She rested her face upon her hand, and looked into the fire.
“I suppose,” she said, “this means that you have refused Mr. Letheringham’s offer.”
“I have refused it,” he answered.
“I am sorry,” she said simply.
She rose from her chair with a sudden start, began to draw on her cloak, and then let it fall altogether from her shoulders.
“Why do you do this?” she asked earnestly. “Is it that you are so ambitious? You used not to be so—in the old days.”
He laughed bitterly.
“You too, then,” he said, “can remember. Ambitious! Well, why not? To be Premier of England, to stand for the people, to carry through to its logical consummation a bloodless revolution, surely this is worth while. Is there anything in the world better worth having than power?”
“Yes,” she answered, looking him full in the eyes.
“What is it then? Let me know before it is too late.”
“Love!”
He threw his arms about her. For a moment she was powerless in his grasp.
“So be it then,” he cried fiercely. “Give me the one, and I will deny the other. Only no half measures! I will drink to the bottom of the cup or not at all.”
She shook herself free from him, breathless, consumed with an anger to which she dared not give voice. For a moment or two she was speechless. Her bosom rose and fell, a bright streak of colour flared in her cheeks. Brott stood away from her, white and stern.
“You—are clumsy!” she said. “You frighten me!”
Her words carried no conviction. He looked at her with a new suspicion.

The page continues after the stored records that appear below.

PR #354, opened 2017-06-28
Test Puppet 5 and Ruby 2.4

mmoll:


ekohl:
Is this in preparation for a modulesync PR?

mmoll:
yes, but first all the modules must be green with all those combinations

PR #142, opened 2026-09-02
docs(deploy): measured Base mainnet deploy gas + a PowerShell launch runbook

SlumperSan:
**Docs-only.** No contract, config, or script is touched. Needs an independent verdict — I am not merging this.

## The owner's question, answered with measurement

**"Can I start the vault with only $10 in ETH?" — Yes, with a ~52x margin.**

The working stack costs **16,268,712 gas**: ~**$0.20** at the observed Base gas floor, ~**$0.45** at the 28-day sampled p99. **$10 runs out at 0.2575 gwei**, about 52x the floor. Full arithmetic is in the doc so it can be redone at any price.

Everything is fork-only — `forge script --fork-url` **without `--broadcast`**, plus a fork-only `forge test` harness. No key, no funded account, no transaction, no deploy.

Per-contract gas comes from the dry-run artifacts at `--gas-estimate-multiplier 100` (forge's default 130 inflates every figure exactly 1.3x). `createVault` and the adapter have no script, so they were modelled as `gasleft() + intrinsic + EIP-2028 calldata` — and that model reproduces two artifact figures to within 0.34%, which is why the unscripted numbers are quotable.

## Findings that need an owner decision before any deploy

- **The operator payout address is `msg.sender` of `createVault`.** There is no payout parameter. `OperatorRegistry` cannot rebind and `VaultCore.creator` is immutable, so **vault #1 must be created *by the Safe***. A `forge script` run from a deployer EOA would silently make that EOA the permanent payout identity. The Safe is real on Base (v1.4.1, 1-of-1), and the harness routes `createVault` through its actual `execTransaction`: **44,932 gas** of overhead, measured.
- **No script creates vault #1**, and none deploys an execution adapter. The runbook supplies hand-built `cast` / `forge create` commands, verified against the compiled ABI (selector `0x49af0336`).
- **`allowedAdapters` and `exitFeeMaxBps` are two further immutables the four-values decision does not cover.** `VaultCore.isAllowedAdapter` is constructor-only with no setter — an empty adapter array means the vault **can never rebalance**. The adapter is therefore in the headline total (556,094 gas), not a footnote.
- **`base-mainnet.json` carries no vault-#1 launch block.** The four values live only in an Obsidian note, so whoever types the `cast` command is the only check on six irreversible parameters. Suggested (not done here — `contracts/config/**` is out of scope for this PR): record them under a `vault1` key so they can be diffed rather than transcribed.
- **Resolved:** the basket decision's owed cbETH reconciliation — every live `cbETH` reference is in the deferred, NOT-DEPLOYABLE custom-aggregator sections. The `chainlinkOracle` block is WETH + cbBTC only.

**All decided values are constructor-accepted** — fork-tested end to end against the real blessed `ChainlinkOracle`, through the real Safe, with every value read back. Nothing reverts.

## `forge build --sizes`

Nothing over EIP-170. `VaultCore` is **20,650 B with 3,926 B of headroom** and is the only contract near the cap. `VaultDeployer`'s initcode is 23,808 B against EIP-3860's 49,152 B and grows ~1:1 with `VaultCore` — the second wall behind the first.

## Verified on this branch

- `npm run gate` → **GATE PASSED** (slither advisory only)
- `node scripts/verify-chainlink-oracle.mjs` → **26/26, exit 0**, keyless
  *(note: `base-mainnet.json`'s note and the basket decision both still say 12/12 — stale, reported not reconciled)*

## Reviewer notes

- Branched from `origin/protocol/main` @ `4619f17a`, re-checked immediately before opening. The task named `0c196581`; main advanced by one commit that touches nothing in `contracts/`, so the measured bytecode is identical either way.
- The measurement harness is deliberately **not committed** — it needs `--fork-url` and would fail a plain `forge test`. It is reproduced verbatim in §6 of the doc.


SlumperSan:

PR #144, opened 2026-09-02
site: state the thesis, and correct three claims that went false today

SlumperSan:
## Why

Three sentences on the public site stopped being true during 2026-09-02. Each is load-bearing rather than incidental, and each is corrected here.

**1. The pre-launch banner.** It asserted `No mainnet or testnet deployment of the current code exists.` A Base Sepolia deployment of the current code now exists — verified by diffing `contracts/src` against `protocol/main` before deploying, and by comparing `AggregationRouterAdapter`'s on-chain codesize afterwards (1981 bytes against the superseded 1806, the difference being #108's scoped-refund fix).

That string is pinned verbatim across all six pages and in `site.test.mjs`, so the replacement is propagated to all seven files rather than edited in one place. The new wording keeps the mainnet disclosure absolute and states plainly that testnet tokens carry no value.

**2. The footer's repository note.** It said the repository was not public and that its links resolved only for people who already had access. That note sat directly beside every source link on five pages. The repository is public.

**3. The outstanding-work list.** It still named `a recorded restore drill`. The drill was recorded in #139; the three defects it found were fixed in #141.

## What is added

A **Why it exists** section. Until now, no page on this site said what the protocol is for.

The argument: no public index records what autonomous agents would hold if they had to argue for it and win a vote. A vault is one answer, made checkable — the holdings are a timestamped record of what an operator proposed and what members were willing to fund, on contracts that cannot be edited afterwards.

It is paired with an explicit statement that a record of what was proposed is **not** a forecast and not a claim that the conviction is correct. That pairing is deliberate: this section is exactly where an outcome-implying claim would otherwise appear.

## What is reframed, and what is not

The status section's scorecard framing is replaced. Every fact is unchanged and the **NO-GO** verdict is still stated; what changes is that the same information reads as a description of pre-launch discipline rather than a list of failures.

The security-review attestation paragraph is carried **verbatim**, as its COUNSEL marker requires — the owner's attestation and the absence of any public report travel together and the paragraph may not be shortened or paraphrased.

## Gates

- `apps/site/test/site.test.mjs` — **35/35**
- `scripts/test/claims-lede-truth.test.mjs` — **6/6**

Both were run against this tree before pushing. Note in particular that `every "deployed" sits inside a sentence that negates it` is sentence-scoped, and the new banner satisfies it on its own rather than by proximity to another sentence.

## For the reviewer

The claim worth checking hardest is the new banner. It is weaker than the sentence it replaces, because a testnet deployment now exists — so please confirm it is not weaker than the truth. The mainnet half must stay absolute.

Second, the **Why it exists** section is new prose on a claims-gated surface. Read it against `Governance.propose` and `Governance.finalize` rather than against this description of them.


SlumperSan:
## Scope, stated explicitly after a review found it overclaimed

The fifth review rejected this PR on `README.md:135-136`, which still carries the retired universal — "no deployment of the current code exists on any network" — in bold on the repository's front page. The finding is correct, and the reasoning behind it is worth recording: the head commit was titled *"sweep the shapes instead of patching instances"*, and a sweep that stops short of a public surface is a patch of instances wearing a sweep's commit message.

The reviewer offered two ways to clear it. **This PR takes the second: scope is restated rather than widened.**

**In scope here:** `apps/site/*.html`, `apps/site/test/site.test.mjs`, and `llms.txt`.

**Deliberately not in scope, and why:** `README.md` is being rewritten in a separate PR that is open right now, with a brief that already names this exact claim as one of three that went false on 2026-09-02 and must be corrected. Editing it here would collide with that work and produce a conflict neither PR benefits from. The `docs/` instances are likewise being swept in their own PR.

Filing them as tracked follow-ups rather than silent omissions:

- `README.md:135-136` and the surrounding status block, which describes only the superseded 2026-08-29 stack and never mentions that a current-code deployment exists — **owned by the README rewrite.**
- `docs/REFERENCE-AGENT.md:339`, doubly stale: it says the contracts are not deployed *because* issue #10 blocks it, and this repository's own README records that blocker cleared in Sprint 7.
- `docs/vault/current-state.md:62-63`, which presents `contracts/config/deployments/base-sepolia.json` as the canonical address book under a "Live on Base Sepolia" heading, undifferentiated from the current-code deployment. Same address-book shape this PR corrects on the site.
- `docs/AUDIT-HANDOFF.md:64-73` — pre-existing, describes the 2026-08-21 record as the corroborating instance.

The outstanding-work instances the review also listed — `README.md:115`, `docs/NOW.md:22`, `docs/vault/launch-readiness-gates.md`, `docs/vault/open-items.md` — are stale in the **conservative** direction. They list a recorded restore drill as remaining work, and gate 7 has been GO on `protocol/main` since `16050be0`. They are owned by the `docs/` sweep.

## One thing fixed rather than deferred

The review named, without blocking on it, that the landing page `<title>` had lost its deployment qualifier: `Immutable member-governed vaults, not deployed` became `An index nobody can edit`. `site.test.mjs` pins only the title suffix, so 35/35 said nothing about it.

That is the same shape the fourth review named on the NO-GO stat block — the least flattering fact losing prominence — fixed one element down and left standing one element up. The title now carries both the hook and the qualifier.

PR #153, opened 2026-09-02
docs: correct three stale deployment claims a review found unowned

SlumperSan:
Three claims about deployment state that are false today. A review of PR #144 enumerated them and found **none is covered by any other open PR** — #149 sweeps gate-7 references and #150 rewrites the README, and neither reaches these.

None is caught by a guard. Two are `.md` prose the claims guard walks but whose *shapes* it does not match; the third is about **which commit a deployment ran**, which no guard models.

## 1. `docs/AUDIT-HANDOFF.md` — pointed an auditor at superseded bytecode

It asserted, present tense, that on-chain `codesize` for every singleton matches what this tree builds exactly, citing **VaultFactory 2,718 B** and **Governance 11,990 B**.

Measured at `protocol/main` with `forge build --sizes` on 2026-09-02: **3,572 B** and **12,155 B**. The figures were stale, and the equality itself is false — the committed address book records `sourceCommit 5934ef22`, and `contracts/src` has since moved `VaultCore`, `VaultFactory` and `ChainlinkOracle`.

Worse than stale numbers: the paragraph told a reviewer the testnet instance was corroborating evidence for **this** tree. It now states which commit the address book records, that its own `execution.note` flags the adapter as predating the reentrancy mutex and the scoped-refund fix, that the current deployment's addresses are deliberately unpublished, and that there is therefore nothing committed to diff this tree against.

## 2. `docs/REFERENCE-AGENT.md` — three false sentences under a false heading

It said the contracts are not deployed, that [#10](https://github.com/SlumperSan/agent-governed-vaults/issues/10) blocks it, and that **no transaction this agent constructs has ever been mined**, under the heading *"It has never touched a real chain"*.

Issue #10 is **closed**. The protocol is deployed on Base Sepolia. And [SOAK-REPORT.md](docs/SOAK-REPORT.md) §5 records the agent running its **full loop live in execute mode** — join, a freeze-safety `cancelPending` detour, activate, commit, reveal, a Mode-F exit it priced on its own, and settle — every phase with a transaction hash.

**The correction strengthens the warning rather than weakening it, and the section now says why.** The live run surfaced two launch-class bugs that mock testing had not:

- `requireProvenOperator: false` was inert — no configuration could ever admit a zero-track-record operator
- execute-mode deposits set no ERC-20 allowance, so the agent's headline action reverted `TransferFromFailed` in every possible configuration, as shipped

Both fixed with regression tests. Both found only by running it. That is a better argument for caution than "it has never run".

## 3. `docs/vault/current-state.md` — the superseded address book presented as canonical

Under a **"Live on Base Sepolia"** heading it called `contracts/config/deployments/base-sepolia.json` the canonical address book with every address verified on-chain, undifferentiated from the current deployment.

It now says plainly that the committed book is **not** the current deployment and must not be read as one.

## Verification

- `claims-lede-truth` **6/6**
- `config-doc-truth` **9/9** in a clean checkout. In the shared root it reports 2 failures, both from other sessions' worktrees under `.claude/worktrees/` — that guard's `SKIP_DIRS` omits `.claude`, unlike the claims guard's. Tracked separately.
- Every figure re-measured rather than copied: `forge build --sizes` at `protocol/main`, `gh issue view 10` for the issue state, and `SOAK-REPORT.md` §5 read in full for the live-run claim.

## Note on overlap

`docs/vault/current-state.md` is also touched by **#149**, which edits a different sentence (the gate-7 blocking line). Whichever lands second should rebase; the hunks do not overlap.


SlumperSan:
## Second commit: the same stale figure, found by reading the files rather than the grep

Reading `docs/AUDIT-HANDOFF.md` and `docs/vault/current-state.md` in full to make the deployment corrections, both turned out to carry the **stale VaultCore EIP-170 margin** — the same 4,095 B figure PR #151 corrects in `contracts/test/Eip170.t.sol`.

Re-measured at `protocol/main` on 2026-09-02: **VaultCore 20,650 B runtime, 3,926 B margin** against the 24,576-byte cap. Both sites now carry the date measured and an instruction to re-measure rather than copy, because no guard checks this number — which is exactly why it drifted.

## Four more carry it, and are deliberately NOT in this PR

Named rather than swept, because `docs/LAUNCH-READINESS.md` is in flight in **#149** and a conflict there costs more than the fix:

| File | Lines |
|---|---|
| `docs/LAUNCH-READINESS.md` | 52, 266, 274, 277, 279, 298 |
| `docs/vault/contracts-index.md` | 64, 72 |
| `docs/vault/delegatecall-split-rejected.md` | 7 |
| `docs/reviews/SLITHER-TRIAGE.md` | 224 |

`docs/LAUNCH-READINESS.md:277-279` is the one worth reading — it already records this file contradicting itself on this exact number once before, opening with 4,095 B and then telling the reader to size changes against 283 B. It then prescribes the fix it now needs again: *"`cd contracts && forge build --sizes`"*.

`docs/reviews/SLITHER-TRIAGE.md:224` and the historical halves of `delegatecall-split-rejected.md` are **dated records** and should keep their figures with the tense made explicit, not be rewritten. The rest are claims about today.

This is the fifth instance today of a number that nobody re-measured surviving because no guard walks the file it lives in. `.sol` is outside `PUBLIC_EXT`; `.md` is inside it but the guard matches claim *shapes*, and "a wrong byte count" has no shape. Worth stating plainly: **the guard cannot catch this class, and a person has to.**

“You talk like a child,” he answered roughly, “or else your whole conduct is a fraud. For months I have been your slave. I have abandoned my principles, given you my time, followed at your heels like a tame dog. And for what? You will not marry me, you will not commit yourself to anything. You are a past mistress in the art of binding fools to your chariot wheels. You know that I love you—that there breathes on this earth no other woman for me but you. I have told you this in all save words a hundred times. And now—now it is my turn. I have been played with long enough. You are here unbidden—unexpected. You can consider that door locked. Now tell me why you came.”
Lucille had recovered herself. She stood before him, white but calm.
“Because,” she said, “I am a woman.”
“That means that you came without reason—on impulse?” he asked.
“I came,” she said, “because I heard that you were about to take a step which must separate us for ever.”
“And that,” he asked, “disturbed you?”
“Yes!”
“Come, we are drawing nearer together,” he said, a kindling light in his eyes. “Now answer me this. How much do you care if this eternal separation does come? Here am I on the threshold of action. Unless I change my mind within ten minutes I must throw in my lot with those whom you and your Order loathe and despise. There can be no half measures. I must be their leader, or I must vanish from the face of the political world. This I will do if you bid me. But the price must be yourself—wholly, without reservation—yourself, body and soul.”